The Trump administration has embarked on a "maximum pressure" campaign against Iran, reintroducing crippling economic sanctions to try and force Tehran back to the negotiating table.

The White House wants a new deal to include restrictions on Iran's ballistic missile program and its regional influence, which has seen Tehran establish multiple powerful proxy forces across the Middle East and become a key player in the wars in Iraq, Syria and Yemen.

But Iran has decided to weather the economic storm and resist Washington's demands. After Soleimani's death, Iran said it would no longer respect the limits put in place to prevent it from building stockpiles of enriched uranium and plutonium—both needed for a nuclear weapon.

Uranium must be enriched to between 3 and 4 percent to be used for nuclear power plant fuel, but it must be enriched to around 90 percent for use in weapons.

The JCPOA limited Iran to a stockpile of 660 pounds of low-enriched uranium. Iran has so far maintained it has no interest in nuclear weapons, but adversaries like the U.S. and Israel remain skeptical.

The JCPOA set a 10-year limit of 3.67 percent enrichment and a stockpile limit of around 660 pounds for 15 years. Enrichment requires centrifuges, but the JCPOA cut the number Iran can use from 20,000 over two sites to 5,060 of the oldest and least efficient centrifuges at only one site.

The JCPOA also limited Iran's ability to produce plutonium by limiting its access to heavy water, needed to produce the radioactive element.
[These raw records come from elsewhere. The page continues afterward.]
PR #2841, opened 2026-08-31
[multi-lora v2 2/7] Per-batch loss selection and Tinker losses

yueming-yuan:

Select `loss_fn` and `loss_fn_config` per work unit. Add cross-entropy, importance-sampling, PPO, CISPO, and DRO losses; client loss inputs provide normalization, including custom-loss gradients represented as `weights = -dL/dlogprob`.

Forward/backward and forward-only calls return each datum's sample index, logprobs, and loss through the pipeline's microbatch results. There is no module-global output collector, so loss recomputation cannot append duplicate outputs. Add coverage for recomputation, detached outputs, and isolation between calls. Optimizer requests also apply `grad_clip_norm` per slot. `loss_normalizer` is separate from the execution batch size, so Tinker accumulation retains raw sums.

Remove the gateway gradient-reset RPC; slot initialization, optimizer steps, and unload retain their internal gradient cleanup.

The per-batch API extends `lora/model.py:run_forward_backward` and the commands in `lora/actor.py`; the subclass retains its slot optimizer registry.

Stacked on #2840.

Validation:
- Preserve native/custom `per_datum` metrics; a targeted before/after probe confirmed the metric stays in scalar logging. Add 14 nonzero objective/gradient cases covering IS, PPO, CISPO, DRO, clipping/beta overrides, masking, per-datum sums, and recomputation. CPU CI execution is pending.
- `pre-commit run --all-files` and the incremental `git diff --check` passed on this component head.
- Cascade verification checks that moved methods retain their behavior and that the final trees match the reviewed code. Formatting is committed separately.
- No new test files were added. The existing worker-class selection test now covers the multi-LoRA actor and preserves the critic's backend selection.
- Fresh CPU/GPU CI is pending. Combined validation and limitations are recorded on #2846 and #3198.


miles/backends/training_utils/loss_hub/tinker_losses.py
```diff
@@ -0,0 +1,173 @@
+"""Tinker protocol losses.
```
yushengsu-thu: Suggestion:
https://github.com/radixark/miles/pull/3145

miles/backends/megatron_utils/lora/executor.py
```diff
@@ -39,34 +41,45 @@ def forward_backward(
...
 
 def optim_step(
-    args: Namespace,
     model: Sequence[DDP],
     optimizer: MegatronOptimizer,
     adam_params_by_slot: dict[int, dict],
-) -> dict[int, float]:
+) -> dict[int, dict]:
+    outcomes: dict[int, dict] = {}
     for slot, adam_params in adam_params_by_slot.items():
```
nanjiangwill: With DP > 1, this loop turns one optimizer barrier into K full-pool synchronizations. Every `step_adapter_slots({slot: ...})` call performs `_merge_outcomes_across_ranks()` and then `LayerWiseDistributedOptimizer.allgather_params()`, whose parameter lists contain all adapter slots. Stepping K of N slots therefore moves O(KN) adapter parameters—O(N²) when K=N. Pass per-slot clip values into one `step_adapter_slots` call and perform the outcome merge and parameter all-gather once.

tests/fast/backends/training_utils/loss/test_tinker_loss_outputs.py
```diff
@@ -0,0 +1,72 @@
...
+    assert [[output["sample_index"] for output in outputs] for outputs in completed] == [[7], [11]]
+    for outputs in completed:
+        assert len(outputs) == 1, "loss recomputation must not append another datum output"
+        assert outputs[0]["loss"].item() == 1.75
+        assert outputs[0]["logprobs"].tolist() == [-0.5, -0.25]
+        assert not outputs[0]["loss"].requires_grad
+        assert not outputs[0]["logprobs"].requires_grad
+
+
+@pytest.mark.parametrize("loss_fn", sorted(tinker_losses.TINKER_LOSS_FUNCTIONS))
```
nanjiangwill, line 55: This parametrized test cannot validate the four new objectives because every result is multiplied by an all-zero mask; even an implementation that always returns zero passes. Only cross-entropy has a nonzero expected loss and gradient case. Add nonzero loss and gradient checks for importance sampling, PPO, CISPO, and DRO, including default and overridden clip/beta settings.

miles/backends/training_utils/loss_hub/tinker_losses.py
```diff
@@ -0,0 +1,157 @@
...
+    log_probs: list[torch.Tensor],
+    per_datum_losses: list[torch.Tensor],
+) -> tuple[torch.Tensor, dict]:
+    if per_datum_losses:
+        loss = torch.stack(per_datum_losses).sum()
+    else:
+        # a microbatch with no supervised tokens still needs the graph alive; fp32 sum avoids fp16 inf -> nan
+        loss = logits.sum(dtype=torch.float32) * 0
+    per_datum = [
+        {"sample_index": index, "logprobs": log_prob.detach().cpu(), "loss": sample_loss.detach().cpu()}
```
nanjiangwill, line 59: Non-blocking API note: keep this result extensible. `logprobs` is enough for the current Tinker losses, but future client-side losses may also request multi-target logprobs, values, or entropy. No additional output is needed in this PR; just avoid treating `{sample_index, logprobs, loss}` as a closed schema.

miles/backends/training_utils/loss.py
```diff
@@ -215,10 +192,12 @@ def loss_function(
         if apply_megatron_loss_scaling:
             loss = loss * parallel_state.cp.size
 
+    per_datum = log.pop("per_datum", None)
```
nanjiangwill, line 194: `log.pop("per_datum")` also runs for native and custom miles losses, where `batch["loss_fn"]` is `None`. `get_loss_function()` still supports `--custom-loss-function-path`, and that metric namespace does not reserve `per_datum`, so an existing metric with this name now disappears from logging. Extract protocol outputs only on the Tinker path—for example, when `batch.get("loss_fn") is not None`—or return protocol outputs separately from the metrics dict.

yushengsu-thu (approved):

The deal said Iran could not build any new heavy-water reactors for 15 years, while only stockpiling some 143 tons of heavy water.

For a bomb, Iran would first need to enrich uranium to 90 percent and then expand its stockpile to four times that allowed by the JCPOA. This will take time, but the Iran's "breakout" time to a nuclear weapon has been shrinking—though slowly—since it stopped adhering to the JCPOA's limits.

If Iran stuck to the JCPOA for 10 years, it was estimated it would take at least 12 months to go from adhering to the agreement's limitations to a nuclear weapon, PolitiFact explained.

Richard Nephew, a senior research scholar at Columbia University's Center on Global Energy Policy, told the website that Iran is now maybe as little as 11 months from a weapon.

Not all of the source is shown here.